(Data for the task begins)
PR #2195, opened 2026-03-06
avoid unicode character that messes up pod rendering

rajatchopra:
## Description

When using the '<' character, the script is rendered like this:
`if [ \"$(\u003c/run/nvidia/validations/workload-type)\" != \"vm-passthrough\" ]; then echo kata not needed, skipping validation; exit 0; fi;`

This PR changes the `<` to `cat` so that the init check is functional.

## Checklist

## Testing

Manual out of band testing.

### DIFF
--- a/assets/state-kata-device-plugin/0500_daemonset.yaml
+++ b/assets/state-kata-device-plugin/0500_daemonset.yaml
@@ -30,7 +30,7 @@ spec:
           command: ['sh', '-c']
           args:
             - until [ -f /run/nvidia/validations/workload-type ]; do echo waiting for workload type status file; sleep 5; done;
-              if [ "$(</run/nvidia/validations/workload-type)" != "vm-passthrough" ]; then echo kata not needed, skipping validation; exit 0; fi;
+              if [ "$(cat /run/nvidia/validations/workload-type)" != "vm-passthrough" ]; then echo kata not needed, skipping validation; exit 0; fi;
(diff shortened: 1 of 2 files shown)


rajatchopra:
cc @jojimt

rajathagasthya (approved):

cdesiniotis:
What about Line 49? Why is this issue only being discovered now? We have the same entrypoint scripts in the kubevirt-gpu-device-plugin and no one has reported issues. https://github.com/NVIDIA/gpu-operator/blob/main/assets/state-sandbox-device-plugin/0500_daemonset.yaml

cdesiniotis:
Also note, based on the PR description I believe you intended to update https://github.com/NVIDIA/gpu-operator/blob/main/assets/state-kata-device-plugin/0500_daemonset.yaml?

rajatchopra:
> Also note, based on the PR description I believe you intended to update https://github.com/NVIDIA/gpu-operator/blob/main/assets/state-kata-device-plugin/0500_daemonset.yaml?

Correct. Fixed in that file.

rajatchopra:
> What about Line 49? Why is this issue only being discovered now? We have the same entrypoint scripts in the kubevirt-gpu-device-plugin and no one has reported issues. https://github.com/NVIDIA/gpu-operator/blob/main/assets/state-sandbox-device-plugin/0500_daemonset.yaml

The issue was always there. Never caught it because it only prevents a race condition. The bug was just not preventing the race condition - which finally happened with QA testing.

cdesiniotis (approved):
(Data for the task ends)
_Task goal_.
Count the lines in the listing above that contain the string "approved", and give only the count.

_Answer to this task_.
2